Please quote exactly the lines below from the line containing "### LINKED ISSUE #429: feat(process): ProcessCollector" to the line containing "I really don't", both lines included, and nothing else.
── PROVIDED ENTRIES
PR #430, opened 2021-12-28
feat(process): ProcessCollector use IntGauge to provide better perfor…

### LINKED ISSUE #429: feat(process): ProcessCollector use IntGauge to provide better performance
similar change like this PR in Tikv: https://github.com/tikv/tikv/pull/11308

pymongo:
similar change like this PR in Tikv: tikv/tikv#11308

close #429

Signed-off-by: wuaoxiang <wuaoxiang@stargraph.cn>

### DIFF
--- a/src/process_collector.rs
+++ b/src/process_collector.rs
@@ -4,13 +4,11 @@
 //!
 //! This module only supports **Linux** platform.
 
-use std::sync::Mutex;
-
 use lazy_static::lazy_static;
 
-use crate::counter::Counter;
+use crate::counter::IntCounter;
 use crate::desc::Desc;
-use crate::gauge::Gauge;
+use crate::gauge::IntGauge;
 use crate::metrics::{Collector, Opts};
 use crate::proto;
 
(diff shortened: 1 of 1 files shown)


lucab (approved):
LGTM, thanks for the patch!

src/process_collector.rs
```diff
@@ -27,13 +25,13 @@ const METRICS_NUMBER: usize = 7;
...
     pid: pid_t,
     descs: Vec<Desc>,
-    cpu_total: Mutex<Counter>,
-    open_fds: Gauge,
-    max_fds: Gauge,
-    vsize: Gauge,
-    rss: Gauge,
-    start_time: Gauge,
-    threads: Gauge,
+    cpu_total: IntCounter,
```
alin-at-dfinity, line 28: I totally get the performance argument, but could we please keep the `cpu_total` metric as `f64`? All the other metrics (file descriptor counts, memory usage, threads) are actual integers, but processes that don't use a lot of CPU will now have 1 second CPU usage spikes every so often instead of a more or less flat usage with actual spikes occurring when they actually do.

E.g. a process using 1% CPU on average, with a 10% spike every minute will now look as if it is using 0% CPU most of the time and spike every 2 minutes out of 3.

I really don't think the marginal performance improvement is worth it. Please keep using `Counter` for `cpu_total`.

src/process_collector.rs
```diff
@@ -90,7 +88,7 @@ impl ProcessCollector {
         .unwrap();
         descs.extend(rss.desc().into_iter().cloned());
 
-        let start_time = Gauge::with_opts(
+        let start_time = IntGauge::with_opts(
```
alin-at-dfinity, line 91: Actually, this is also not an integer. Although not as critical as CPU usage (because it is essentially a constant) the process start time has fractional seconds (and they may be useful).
────
── PROVIDED ENTRIES
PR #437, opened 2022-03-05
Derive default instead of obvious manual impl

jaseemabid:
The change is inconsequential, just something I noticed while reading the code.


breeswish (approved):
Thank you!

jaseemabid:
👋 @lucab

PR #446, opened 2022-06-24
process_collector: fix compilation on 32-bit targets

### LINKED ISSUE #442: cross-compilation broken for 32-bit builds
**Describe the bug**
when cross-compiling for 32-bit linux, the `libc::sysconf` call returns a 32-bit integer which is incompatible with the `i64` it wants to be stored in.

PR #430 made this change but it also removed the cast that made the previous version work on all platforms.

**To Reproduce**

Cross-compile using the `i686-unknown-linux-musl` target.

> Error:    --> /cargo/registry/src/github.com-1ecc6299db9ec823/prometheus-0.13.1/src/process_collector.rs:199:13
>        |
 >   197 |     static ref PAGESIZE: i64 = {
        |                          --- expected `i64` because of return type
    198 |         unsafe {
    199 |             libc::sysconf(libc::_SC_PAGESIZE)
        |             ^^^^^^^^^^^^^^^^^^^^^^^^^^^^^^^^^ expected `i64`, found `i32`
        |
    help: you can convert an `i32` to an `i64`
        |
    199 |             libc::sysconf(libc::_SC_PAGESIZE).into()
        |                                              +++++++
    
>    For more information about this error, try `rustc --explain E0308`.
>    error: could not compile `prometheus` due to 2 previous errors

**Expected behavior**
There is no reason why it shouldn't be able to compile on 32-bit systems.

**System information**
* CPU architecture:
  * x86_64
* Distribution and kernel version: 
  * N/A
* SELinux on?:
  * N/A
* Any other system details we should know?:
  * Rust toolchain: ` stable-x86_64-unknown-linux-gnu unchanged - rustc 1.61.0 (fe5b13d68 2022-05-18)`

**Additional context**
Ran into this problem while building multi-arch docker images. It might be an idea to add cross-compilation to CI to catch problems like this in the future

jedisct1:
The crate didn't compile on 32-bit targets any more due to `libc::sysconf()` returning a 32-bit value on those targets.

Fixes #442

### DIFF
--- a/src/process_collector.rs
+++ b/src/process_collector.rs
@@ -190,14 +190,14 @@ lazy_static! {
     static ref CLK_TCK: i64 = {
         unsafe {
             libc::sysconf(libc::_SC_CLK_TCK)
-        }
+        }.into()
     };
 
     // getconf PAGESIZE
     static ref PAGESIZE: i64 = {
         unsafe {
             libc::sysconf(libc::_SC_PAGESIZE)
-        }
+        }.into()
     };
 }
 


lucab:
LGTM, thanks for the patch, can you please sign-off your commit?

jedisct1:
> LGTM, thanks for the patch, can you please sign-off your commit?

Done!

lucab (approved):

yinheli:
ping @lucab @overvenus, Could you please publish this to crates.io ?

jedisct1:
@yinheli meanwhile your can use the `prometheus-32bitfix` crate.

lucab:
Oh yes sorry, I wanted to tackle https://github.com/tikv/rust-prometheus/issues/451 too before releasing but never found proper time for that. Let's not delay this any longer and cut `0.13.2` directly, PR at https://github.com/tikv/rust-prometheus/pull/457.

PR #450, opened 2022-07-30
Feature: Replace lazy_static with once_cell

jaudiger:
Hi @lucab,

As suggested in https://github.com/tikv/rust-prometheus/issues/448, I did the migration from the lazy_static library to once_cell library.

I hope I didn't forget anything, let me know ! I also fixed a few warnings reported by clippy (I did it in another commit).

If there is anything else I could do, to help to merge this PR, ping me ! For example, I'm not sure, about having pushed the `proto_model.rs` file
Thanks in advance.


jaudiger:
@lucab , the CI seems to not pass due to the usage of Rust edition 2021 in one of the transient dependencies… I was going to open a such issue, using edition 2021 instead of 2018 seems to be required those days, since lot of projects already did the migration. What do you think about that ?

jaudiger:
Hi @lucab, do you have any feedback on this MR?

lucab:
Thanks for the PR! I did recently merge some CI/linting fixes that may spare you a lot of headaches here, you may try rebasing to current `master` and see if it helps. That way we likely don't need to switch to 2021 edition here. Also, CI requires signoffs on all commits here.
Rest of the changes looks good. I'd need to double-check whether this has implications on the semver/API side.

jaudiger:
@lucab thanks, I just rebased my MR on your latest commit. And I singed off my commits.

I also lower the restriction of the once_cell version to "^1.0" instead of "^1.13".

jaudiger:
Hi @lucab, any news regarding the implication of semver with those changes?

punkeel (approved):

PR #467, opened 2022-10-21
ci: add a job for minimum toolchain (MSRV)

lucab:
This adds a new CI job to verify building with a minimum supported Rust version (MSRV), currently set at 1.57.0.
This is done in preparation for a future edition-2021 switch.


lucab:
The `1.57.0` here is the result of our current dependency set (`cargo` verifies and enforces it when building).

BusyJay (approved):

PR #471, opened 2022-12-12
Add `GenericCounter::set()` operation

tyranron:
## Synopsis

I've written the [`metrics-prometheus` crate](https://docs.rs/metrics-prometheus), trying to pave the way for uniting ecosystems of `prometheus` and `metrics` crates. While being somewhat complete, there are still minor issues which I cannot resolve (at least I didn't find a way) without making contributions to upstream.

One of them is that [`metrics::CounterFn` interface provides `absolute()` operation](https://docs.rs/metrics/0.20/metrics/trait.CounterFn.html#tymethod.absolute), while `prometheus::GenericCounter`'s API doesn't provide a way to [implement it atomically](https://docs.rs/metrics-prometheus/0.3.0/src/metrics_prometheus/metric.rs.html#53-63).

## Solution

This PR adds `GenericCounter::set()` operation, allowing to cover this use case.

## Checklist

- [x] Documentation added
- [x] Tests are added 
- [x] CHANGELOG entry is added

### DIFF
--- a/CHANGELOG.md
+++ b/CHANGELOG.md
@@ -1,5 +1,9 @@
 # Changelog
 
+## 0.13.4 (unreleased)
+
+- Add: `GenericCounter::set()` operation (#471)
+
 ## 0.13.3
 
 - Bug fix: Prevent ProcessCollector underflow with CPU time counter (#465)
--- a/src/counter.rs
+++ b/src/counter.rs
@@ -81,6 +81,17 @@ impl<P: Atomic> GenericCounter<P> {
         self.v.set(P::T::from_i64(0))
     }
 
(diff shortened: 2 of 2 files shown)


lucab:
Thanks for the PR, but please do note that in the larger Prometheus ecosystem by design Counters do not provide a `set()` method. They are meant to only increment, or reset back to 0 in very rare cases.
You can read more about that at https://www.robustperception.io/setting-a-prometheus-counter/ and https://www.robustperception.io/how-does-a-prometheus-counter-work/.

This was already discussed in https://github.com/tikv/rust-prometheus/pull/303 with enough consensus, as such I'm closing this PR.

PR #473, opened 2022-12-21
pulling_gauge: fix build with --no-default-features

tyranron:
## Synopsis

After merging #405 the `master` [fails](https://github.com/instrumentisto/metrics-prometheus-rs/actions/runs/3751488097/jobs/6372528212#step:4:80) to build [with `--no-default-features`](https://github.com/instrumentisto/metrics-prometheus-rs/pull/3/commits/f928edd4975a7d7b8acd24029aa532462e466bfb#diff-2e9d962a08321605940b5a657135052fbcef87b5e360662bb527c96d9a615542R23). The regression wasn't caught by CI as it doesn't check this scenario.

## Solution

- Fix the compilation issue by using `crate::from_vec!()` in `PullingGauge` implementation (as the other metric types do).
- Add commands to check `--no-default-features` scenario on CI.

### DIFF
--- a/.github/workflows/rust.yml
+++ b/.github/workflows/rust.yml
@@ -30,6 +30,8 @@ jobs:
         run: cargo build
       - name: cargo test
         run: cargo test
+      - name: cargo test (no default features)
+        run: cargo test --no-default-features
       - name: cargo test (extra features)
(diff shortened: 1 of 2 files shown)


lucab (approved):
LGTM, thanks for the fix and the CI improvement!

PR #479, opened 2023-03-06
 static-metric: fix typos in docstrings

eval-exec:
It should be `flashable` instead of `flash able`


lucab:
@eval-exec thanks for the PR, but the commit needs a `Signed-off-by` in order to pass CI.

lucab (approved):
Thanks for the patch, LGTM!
────
── PROVIDED ENTRIES
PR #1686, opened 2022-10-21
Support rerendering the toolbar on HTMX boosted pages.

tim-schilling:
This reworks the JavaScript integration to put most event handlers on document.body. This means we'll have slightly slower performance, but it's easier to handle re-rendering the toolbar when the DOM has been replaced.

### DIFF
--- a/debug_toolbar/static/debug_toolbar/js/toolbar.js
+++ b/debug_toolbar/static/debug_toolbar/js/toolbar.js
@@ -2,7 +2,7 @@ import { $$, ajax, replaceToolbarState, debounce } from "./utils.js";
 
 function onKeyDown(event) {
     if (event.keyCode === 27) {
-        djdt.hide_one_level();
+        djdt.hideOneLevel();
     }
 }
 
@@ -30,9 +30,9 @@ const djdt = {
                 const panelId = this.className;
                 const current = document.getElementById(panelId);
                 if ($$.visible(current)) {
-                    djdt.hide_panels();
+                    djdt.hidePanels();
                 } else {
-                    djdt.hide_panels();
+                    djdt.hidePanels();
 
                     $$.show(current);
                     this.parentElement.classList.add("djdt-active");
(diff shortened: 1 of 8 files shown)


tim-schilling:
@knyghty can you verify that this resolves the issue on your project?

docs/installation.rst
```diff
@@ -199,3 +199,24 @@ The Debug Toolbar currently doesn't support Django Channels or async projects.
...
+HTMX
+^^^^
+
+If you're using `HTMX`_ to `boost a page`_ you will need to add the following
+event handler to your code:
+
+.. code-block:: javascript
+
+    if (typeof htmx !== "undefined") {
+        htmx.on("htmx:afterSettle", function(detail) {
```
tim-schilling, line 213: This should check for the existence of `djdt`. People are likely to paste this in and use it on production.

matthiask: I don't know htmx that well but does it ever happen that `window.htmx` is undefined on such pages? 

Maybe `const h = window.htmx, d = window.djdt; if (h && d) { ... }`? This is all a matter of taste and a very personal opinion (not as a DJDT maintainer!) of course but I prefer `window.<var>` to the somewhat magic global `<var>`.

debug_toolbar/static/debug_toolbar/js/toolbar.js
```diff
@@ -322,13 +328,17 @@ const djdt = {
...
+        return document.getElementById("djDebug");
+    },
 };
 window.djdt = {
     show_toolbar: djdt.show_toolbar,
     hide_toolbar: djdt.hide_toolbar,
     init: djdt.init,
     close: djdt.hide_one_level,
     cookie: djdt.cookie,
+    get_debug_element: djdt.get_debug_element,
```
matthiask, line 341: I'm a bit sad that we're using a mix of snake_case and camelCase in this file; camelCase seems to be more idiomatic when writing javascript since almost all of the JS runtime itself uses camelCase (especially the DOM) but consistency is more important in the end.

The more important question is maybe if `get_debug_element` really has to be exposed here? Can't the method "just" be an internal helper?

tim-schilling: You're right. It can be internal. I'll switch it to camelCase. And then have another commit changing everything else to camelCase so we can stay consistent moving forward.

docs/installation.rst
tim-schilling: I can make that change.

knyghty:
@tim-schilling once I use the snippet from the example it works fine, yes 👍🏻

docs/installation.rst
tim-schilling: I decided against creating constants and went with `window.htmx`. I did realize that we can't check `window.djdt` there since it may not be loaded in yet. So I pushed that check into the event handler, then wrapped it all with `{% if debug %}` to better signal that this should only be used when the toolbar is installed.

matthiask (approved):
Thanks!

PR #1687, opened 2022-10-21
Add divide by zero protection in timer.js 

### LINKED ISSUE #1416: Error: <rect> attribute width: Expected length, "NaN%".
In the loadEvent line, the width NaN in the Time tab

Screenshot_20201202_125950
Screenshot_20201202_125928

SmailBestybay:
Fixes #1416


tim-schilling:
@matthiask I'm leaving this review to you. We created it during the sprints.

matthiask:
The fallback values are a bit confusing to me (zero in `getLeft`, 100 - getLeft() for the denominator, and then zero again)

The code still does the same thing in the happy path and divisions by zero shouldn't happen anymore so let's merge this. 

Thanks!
────
TASK RESPONSE:
### LINKED ISSUE #429: feat(process): ProcessCollector use IntGauge to provide better performance
similar change like this PR in Tikv: https://github.com/tikv/tikv/pull/11308

pymongo:
similar change like this PR in Tikv: tikv/tikv#11308

close #429

Signed-off-by: wuaoxiang <wuaoxiang@stargraph.cn>

### DIFF
--- a/src/process_collector.rs
+++ b/src/process_collector.rs
@@ -4,13 +4,11 @@
 //!
 //! This module only supports **Linux** platform.
 
-use std::sync::Mutex;
-
 use lazy_static::lazy_static;
 
-use crate::counter::Counter;
+use crate::counter::IntCounter;
 use crate::desc::Desc;
-use crate::gauge::Gauge;
+use crate::gauge::IntGauge;
 use crate::metrics::{Collector, Opts};
 use crate::proto;
 
(diff shortened: 1 of 1 files shown)


lucab (approved):
LGTM, thanks for the patch!

src/process_collector.rs
```diff
@@ -27,13 +25,13 @@ const METRICS_NUMBER: usize = 7;
...
     pid: pid_t,
     descs: Vec<Desc>,
-    cpu_total: Mutex<Counter>,
-    open_fds: Gauge,
-    max_fds: Gauge,
-    vsize: Gauge,
-    rss: Gauge,
-    start_time: Gauge,
-    threads: Gauge,
+    cpu_total: IntCounter,
```
alin-at-dfinity, line 28: I totally get the performance argument, but could we please keep the `cpu_total` metric as `f64`? All the other metrics (file descriptor counts, memory usage, threads) are actual integers, but processes that don't use a lot of CPU will now have 1 second CPU usage spikes every so often instead of a more or less flat usage with actual spikes occurring when they actually do.

E.g. a process using 1% CPU on average, with a 10% spike every minute will now look as if it is using 0% CPU most of the time and spike every 2 minutes out of 3.

I really don't think the marginal performance improvement is worth it. Please keep using `Counter` for `cpu_total`.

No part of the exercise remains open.